Entries taken from a collection:
__________________________________________________

PR #216, opened 2015-05-05
Accept map for tracking api

yinfeiru:
Add the support of Map

### DIFF
--- a/src/main/java/com/mixpanel/android/mpmetrics/MixpanelAPI.java
+++ b/src/main/java/com/mixpanel/android/mpmetrics/MixpanelAPI.java
@@ -680,6 +680,15 @@ public class MixpanelAPI {
         public void set(String propertyName, Object value);
 
         /**
+         * Map version of set API below.
+         *
+         * @param properties a Map containing the collection of properties you wish to apply
+         *      to the identified user.Each key in the Map will be associated with
+         *      a property name, and the value of that key will be assigned to the property.
+         */
+        public void setMap(Map<String, Object> properties);
+
+        /**
          * Set a collection of properties on the identified user all at once.
          *
          * @param properties a JSONObject containing the collection of properties you wish to apply
@@ -695,6 +704,15 @@ public class MixpanelAPI {
          * @param value The value of the Mixpanel property. For "Zip Code", this value might be the String "90210"
          */
         public void setOnce(String propertyName, Object value);
+
+        /**
+         * Map version of setOnce API below
+         *
+         * @param properties a Map containing the collection of properties you wish to apply
+         *      to the identified user. Each key in the Map will be associated with
+         *      a property name, and the value of that key will be assigned to the property.
+         */
+        public void setOnceMap(Map<String, Object> properties);
 
         /**
          * Like {@link People#set(String, Object)}, but will not set properties that already exist on a record.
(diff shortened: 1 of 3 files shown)


src/main/java/com/mixpanel/android/mpmetrics/MixpanelAPI.java
```diff
@@ -330,6 +330,21 @@ public void timeEvent(final String eventName) {
     }
 
     /**
+     * Map version of the track API below.
```
joeatwork: Let's make this comment a stand-alone message, with an `{@link }` to the JSON version of the API.

src/main/java/com/mixpanel/android/mpmetrics/MixpanelAPI.java
```diff
@@ -330,6 +330,21 @@ public void timeEvent(final String eventName) {
...
+     *
+     * @param eventName The name of the event to send.
+     * @param properties A Map containing the key value pairs of the properties to include in this event.
+     *                   Pass null if no extra properties exist. Cannot be null.
+     */
+    public void trackMap(String eventName, Map<String, Object> properties) {
+        if (null == properties) {
```
joeatwork: No need to limit null here?

src/main/java/com/mixpanel/android/mpmetrics/MixpanelAPI.java
```diff
@@ -330,6 +330,21 @@ public void timeEvent(final String eventName) {
...
+            Log.e(LOGTAG, "trackMap does not accept null properties");
+            return;
+        }
+        track(eventName, new JSONObject(properties));
```
joeatwork: can `new JSONObject(properties)` ever throw an error?

joeatwork:
This is very exciting! Let's write some tests where we use screwy maps (like maps from strings to InputStreams, or other crazy things) and see what happens :)

src/main/java/com/mixpanel/android/mpmetrics/MixpanelAPI.java
yinfeiru: it might throw NullPointerException, but I guess we want to crash the app in that case?

joeatwork: No, I think we should handle this - since `track(eventName, null)` is legal, I think we should call it that way.

src/main/java/com/mixpanel/android/mpmetrics/MixpanelAPI.java
yinfeiru: I do believe we need to handle null here since the JSONObject constructor doesn't handle it
image

src/main/java/com/mixpanel/android/mpmetrics/MixpanelAPI.java
yinfeiru: oh.. and we don't need to mention `xxx API below`

yinfeiru: 3406e52

src/main/java/com/mixpanel/android/mpmetrics/MixpanelAPI.java
yinfeiru: 3406e52

You are right!

joeatwork:
I love it! Let's merge this into v4.5.4!

PR #217, opened 2015-05-07
Acceptance test for layout

yinfeiru:
Looks like there's no good way for us to retrieve the relative layout rules directly (unless I spend several days on reading the selenium source code). As a workaround, I compare the location between different view to make sure they are properly positioned. It's the best way I can think of.


joeatwork:
THIS IS FANTASTIC!

I think comparing their positions is ok.

I'd like two more tests (but they're simple)
- Lets send an update with a crazy verb
- Lets send a variant that claims to be a layout change but is missing anchor and/or verb

This is SO COOL!

yinfeiru:
These two tests definitely provide us more coverage on the potential edge cases, but I don't think they are necessary here. What we are testing here is our layout protocol, which is private and can be used only by us. I don't think the users are capable of creating these two errors. These two edge cases are totally different from absent view test, which can be introduced by the users.

In short, I think this test is a end-to-end test which should cover special usage, but not all the edge cases which can only be generated by buggy code which is written by user.

joeatwork:
That makes sense. I proposed the the crazy tests because we may have bugs in the UI in the future (or even change the protocol, or have the platform change out from under us in future Android releases) and we rarely test how changes that come in through decide work. I want to be sure that if we make changes that will cause crashes in the wild, we catch them. Perhaps we could just write unit tests for those cases?

joeatwork:
Anyway, this is better than what we have - Let's merge it :)!

PR #244, opened 2015-07-28
Add app release prop

ryanseams:
This property is currently tracked in iOS and missed on Android.

This should be added for parity and allow for cross-platform comparisons between builds.


dbachelder:
:+1:

ryanseams:
closing in favor of https://github.com/mixpanel/mixpanel-android/pull/294, which resolves this for Android as well as iOS

PR #249, opened 2015-08-04
Fix addOnMixpanelUpdatesReceived listener for A/B tests

ryanseams:
Currently the ```addOnMixpanelUpdatesReceivedListener``` is broken for A/B tests. This listener is intended to run whenever an update is received from /decide and then allow the user to execute code.

Unfortunately, the current behavior does nothing for A/B tests and causes the code within the listener to never run. This fix updates the code to flip a boolean ```newContent``` when variants exist to force the listener code to run as well as adds the receipt of new experiments from /decide to the SDK debug logging.

I have tested this locally and was able to effectively use ```addOnMixpanelUpdatesReceivedListener``` to join an experiment as it comes in from /decide.

I do want to make it clear this is when A/B testing is the ONLY thing you are using. If you also receive surveys or notifications when you receive A/B tests then the code will run as expected.

### DIFF
--- a/src/main/java/com/mixpanel/android/mpmetrics/DecideMessages.java
+++ b/src/main/java/com/mixpanel/android/mpmetrics/DecideMessages.java
@@ -68,12 +68,17 @@ import java.util.Set;
             }
         }
 
+        if (variants.length() > 0) {
+            newContent = true;
+        }
+
         mVariants = variants;
 
         if (MPConfig.DEBUG) {
             Log.v(LOGTAG, "New Decide content has become available. " +
                     newSurveys.size() + " surveys and " +
-                    newNotifications.size() + " notifications have been added.");
+                    newNotifications.size() + " notifications and " +
+                    variants.length() + " experiments have been added.");
         }
 
         if (newContent && hasUpdatesAvailable() && null != mListener) {
--- a/src/main/java/com/mixpanel/android/mpmetrics/DecideMessages.java
+++ b/src/main/java/com/mixpanel/android/mpmetrics/DecideMessages.java
@@ -69,10 +69,9 @@ import java.util.Set;
         }
 
         if (variants.length() > 0) {
+            mVariants = variants;
             newContent = true;
-        }
-
-        mVariants = variants;
+        } 
 
         if (MPConfig.DEBUG) {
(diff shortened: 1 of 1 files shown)


yinfeiru:
there's a problem with this patch - if there're other experiments under the same project, the decide server will return all of them, which makes variants non-empty.
I'll find a way to make sure the android lib only asks for the updates of the current app first. and then revisit your pr afterwards.

yinfeiru:
(sorry for closing your pr.. that was totally unintentional..)

src/main/java/com/mixpanel/android/mpmetrics/DecideMessages.java
```diff
@@ -68,12 +68,17 @@ public synchronized void reportResults(List<Survey> newSurveys, List<InAppNotifi
             }
         }
 
+        if (variants.length() > 0) {
+            newContent = true;
+        }
+
         mVariants = variants;
```
yinfeiru: can you please move this line into the if statement above? this is because we have a function checks if `mVariants` is null. `variants` will be an empty string (not null) if there's no variant, which breaks this check.
```
    public synchronized boolean hasUpdatesAvailable() {
        return (! mUnseenNotifications.isEmpty()) || (! mUnseenSurveys.isEmpty()) || mVariants != null;
    }
```

yinfeiru:
actually, I realized we have a rule of having up to one Android A/B test experiment per project. so, I think your branch is good to go as long as you address that comment. thanks for your effort!!

ryanseams:
@yinfeiru let me know if any other changes need to be made -- looks like this has everything now though based on your comments :)

yinfeiru:
yup, it looks good to me and you'll see the change in the next release.

yinfeiru:
well.. actually, there's an issue with this approach. if you look at the survey/notification logic above, it actually checks if the survey/notification have been shown. if so, newContent won't be updated. however, for the a/b variants, we don't check if it has been shown. so every time the activity resumes, the callback will be called no matter what. a better approach would be check if `variants.length() > 0` && variants and mVariants are identical. can you please make this change?

yinfeiru:
It's fixed here https://github.com/mixpanel/mixpanel-android/pull/252
The fix has been merged into v4.6.3.

PR #250, opened 2015-08-06
Guard against NPE when using certain Contexts.

kevinmost:
Using special Context objects, such as the BridgeContext provided by
Android Studio's previewer, would result in an NPE when calling
Mixpanel.getInstance() previously, because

__________________________________________________

Required action
What you give back must be the stretch above, starting at the line with "Acceptance test for layout" and ending at the line with "- Lets send an update with a crazy verb", copied exactly.

Expected answer
Acceptance test for layout

yinfeiru:
Looks like there's no good way for us to retrieve the relative layout rules directly (unless I spend several days on reading the selenium source code). As a workaround, I compare the location between different view to make sure they are properly positioned. It's the best way I can think of.


joeatwork:
THIS IS FANTASTIC!

I think comparing their positions is ok.

I'd like two more tests (but they're simple)
- Lets send an update with a crazy verb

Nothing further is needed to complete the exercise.